PR #6367, opened 2021-04-08
[MB-3245] Deprecate Review & UI reducers

suzubara:
## Description

This PR removes two Redux reducers that were not effectively being used anymore (or could be replaced with the flash message reducer) - Review & UI. The UI reducer exports & state values were not being used anywhere so that was a straightforward search & delete. The Review state was being used to handle post-submission messaging when editing profile / orders / PPM pages, which is currently being refactored. I replaced those instances with flash messages as well. The affected flows are:
- Service member edits backup contact & sees the "Your changes have been saved." message on the next page
- Service member edits their contact info & sees the "Your changes have been saved." message on the next page
- Service member edits their PPM date & location & sees the "Your changes have been saved." message on the next page
- Service member edits their PPM weight & sees the "Your changes have been saved." message on the next page
- Service member edits their orders & sees the "Your changes have been saved." message on the next page if they didn't change their dependents/spouse has pro gear values
- Service member edits their orders & sees the "Your changes have been saved. Note that the entitlement has also changed." message on the next page if they did change their dependents/spouse has pro gear values
- Service member edits their profile & sees the "Your changes have been saved." message on the next page if they didn't change their rank
- Service member edits their profile & sees the "Your changes have been saved. Note that the entitlement has also changed." message on the next page if they did change their rank

Other changes:
- Display the flash message component on the Review page
- Review Summary checks for the entitlement error (status 409) on mount instead of after form submissions & displays error from state instead of from Redux
- Moved & added tests for `selectEntitlementsForLoggedInUser` selector function. Note there's still a similar function being used by the Office PPM app so I didn't delete the existing one (located in `src/shared/entitlements.js`).

## Reviewer Notes

The catch with this PR is that most of the flows mentioned above are not testable, either because of existing bugs or because they're not currently fully implemented in the app (ie, links to these pages are missing).

**For backup contact (`/moves/review/edit-backup-contact`), contact info (`/moves/review/edit-contact-info`), and PPM weight (`/moves/<move ID>/review/edit-weight`):**
You can access these pages by going directly to the URL, but you won't see the flash message after submitting because the page does a real refresh when it goes back (instead of a browser history push).

**For PPM date & location:**
You can access this page by going to the Review page and clicking "Edit" on the PPM card. However, there's a server error that occurs when saving changes to the PPM which prevents the form from completing the submission flow so you won't be directed back to the Review page to see the flash message.

**For Orders:**
You can access this page by going to the Review page and clicking "Edit" in the Orders section. There are some bugs with this form & saving changes to Orders currently, but you can view the flash message if you _only_ change the "Has dependents?" question and click save.

**For Profile:**
This is the only step that is currently working 100%. You can access this page by going to the Review page and clicking "Edit" in the Profile section. If you make any changes to these values _other than Rank_ you should be brought back to the Review page & see the success flash message. If you make changes to the Rank value, you should be brought back to the Review page & see the entitlement changed message.

> **Why do this work if it's not testable?** Since most of the steps above are about to be refactored, and the PPM flow has existing bugs & needs to be updated, I thought it was still worth making these changes so that the older Redux pattern is not present anywhere. That way when these components are updated, it should be clear what the desired UX is after submitting the forms, and that UX can be included as part of the refactor instead of having to interpret old code to figure out what is supposed to happen.

Finally, you can also test that the **"Your estimated weight is above your entitlement."** warning shows up on the Review page. An easy way to do this is to have a high ranked service member or include dependents in your orders, set your PPM estimated weight to the maximum, and then change your rank to a lower rank or don't include dependents anymore. You should see the warning message at the top of the Review page (this is not a flash message and will show up at all times until you change the weight - see the last screenshot below).

## Setup

To run the app locally:

```sh
make server_run
make client_run
```

## References

* [Jira story](https://dp3.atlassian.net/browse/MB-3245) for this change

## Screenshots

image

image

image


lynzt (approved):
LGTM 🚢 
random question - how do you feel about object destructuring as way to get something similar to named parameters? i'm thinking about this in relation to `setFlashMessage` - just something i thought about when looking at the number of arguments for that function.

suzubara:
> random question - how do you feel about object destructuring as way to get something similar to named parameters? i'm thinking about this in relation to `setFlashMessage` - just something i thought about when looking at the number of arguments for that function.

yeah I agree, `setFlashMessage` started off simple but it's now at the point where I think passing in an object param would simplify things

-- Task goal --
Since only part of the listing is wanted, copy exactly the lines from the one holding "[MB-3245] Deprecate Review & UI reducers" to the one holding "- Review Summary", both included.

-- Result below --
[MB-3245] Deprecate Review & UI reducers

suzubara:
## Description

This PR removes two Redux reducers that were not effectively being used anymore (or could be replaced with the flash message reducer) - Review & UI. The UI reducer exports & state values were not being used anywhere so that was a straightforward search & delete. The Review state was being used to handle post-submission messaging when editing profile / orders / PPM pages, which is currently being refactored. I replaced those instances with flash messages as well. The affected flows are:
- Service member edits backup contact & sees the "Your changes have been saved." message on the next page
- Service member edits their contact info & sees the "Your changes have been saved." message on the next page
- Service member edits their PPM date & location & sees the "Your changes have been saved." message on the next page
- Service member edits their PPM weight & sees the "Your changes have been saved." message on the next page
- Service member edits their orders & sees the "Your changes have been saved." message on the next page if they didn't change their dependents/spouse has pro gear values
- Service member edits their orders & sees the "Your changes have been saved. Note that the entitlement has also changed." message on the next page if they did change their dependents/spouse has pro gear values
- Service member edits their profile & sees the "Your changes have been saved." message on the next page if they didn't change their rank
- Service member edits their profile & sees the "Your changes have been saved. Note that the entitlement has also changed." message on the next page if they did change their rank

Other changes:
- Display the flash message component on the Review page
- Review Summary checks for the entitlement error (status 409) on mount instead of after form submissions & displays error from state instead of from Redux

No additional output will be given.